____ Entries supplied
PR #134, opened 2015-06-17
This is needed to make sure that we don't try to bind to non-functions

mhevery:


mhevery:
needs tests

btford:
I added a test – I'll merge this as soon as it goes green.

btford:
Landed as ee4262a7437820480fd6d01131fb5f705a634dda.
________
Output the entire data exactly, line for line.

__Written answer__.
PR #134, opened 2015-06-17
This is needed to make sure that we don't try to bind to non-functions

mhevery:


mhevery:
needs tests

btford:
I added a test – I'll merge this as soon as it goes green.

btford:
Landed as ee4262a7437820480fd6d01131fb5f705a634dda.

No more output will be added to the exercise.